■ The data
====================

PR #2324, opened 2021-08-17
Create draft md file for wrappers documentation page

jkterry1:


docs/wrappers.md
```diff
@@ -1,14 +1,78 @@
...
+## Lambda Wrappers
+
+`ActionLambda(env, change_action_fn, change_space_fn)` [text]
+* Bring over from SuperSuit
+
+`ObservationLambda(env, observation_fn, observation_space_fn)` [text]
+* Bring over from SuperSuit, replaces TransformObservation
+
+`RewardLambda(env, reward_fn)` [text]
+* Bring over from SuperSuit, replaces TransformReward
```
tristandeleu, line 63: Any reason why renaming `TransformObservation` and `TransformReward`? This seems like a easily avoidable breaking change.

docs/wrappers.md
```diff
@@ -1,14 +1,78 @@
...
+`RecordEpisodeStatistic(env)` [text]
+* Needs review (including for good assertion messages and test coverage)
+
+`RecordVideo(env, ...)` [text]
+* https://github.com/openai/gym/pull/2300
+
+`TimeLimit(env, max_episode_steps)` [text]
+* Needs review (including for good assertion messages and test coverage)
+
+Some sort of vector environment conversion wrapper needs to be added here, this will be figured out after the API is changed.
```
tristandeleu, line 78: What would be the advantage of having a wrapper for converting an environment to a vector environment compared to using `SyncVectorEnv`/`AsyncVectorEnv` directly?

I don't think that would be appropriate, for example let's say you have a wrapper `Vectorize`, and then you do
```python
env = gym.make('CartPole-v1')
envs = Vectorize(env)
```
Then how do you define [`envs.unwrapped`](https://github.com/openai/gym/blob/master/gym/core.py#L271-L273) for parallel environments? Do you always run a version of the wrapped environment in the main process (which is unnecessary most of the time)? Or do you run that environment in a subprocess (for example, the first process, but that probably rules out `envs.unwrapped.unwrapped`)?

jkterry1:
-The changes to the transform wrappers will meaningfully change the internal function of them. The wrappers aren't versioned; if they were we could just bump versions.
-I have no immediate or fully thought out plans for what I want to do about the vector environment wrapper I alluded to.

tristandeleu:
> -The changes to the transform wrappers will meaningfully change the internal function of them.

Sorry I did not understand, can you precise? Do you mean that `TransformObservation` and `TransformReward` currently have limitations that warrant a change of name?

> -I have no immediate or fully thought out plans for what I want to do about the vector environment wrapper I alluded to.

If this is a WIP, I would suggest to not include it in the documentation to avoid confusion.

PR #2325, opened 2021-08-17
Remove Pixel Observation Wrapper

jkterry1:
For all the other wrappers in Gym, specific uses of them exist. I am unaware of any standard use for this wrapper that's in common place, and if some very obscure use cases exist they can use lambda wrappers or a custom version of this wrapper. I'll leave this up for awhile for people to comment in case I'm missing something.


tristandeleu (changes requested):
Pixel observations is a pretty common use-case (e.g. continuous control tasks from pixel representation). This looks like a very useful wrapper to keep.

====================

■ Prompt
Where a line of the entries contains "thought", report that line.

■ Response box
-I have no immediate or fully thought out plans for what I want to do about the vector environment wrapper I alluded to.
> -I have no immediate or fully thought out plans for what I want to do about the vector environment wrapper I alluded to.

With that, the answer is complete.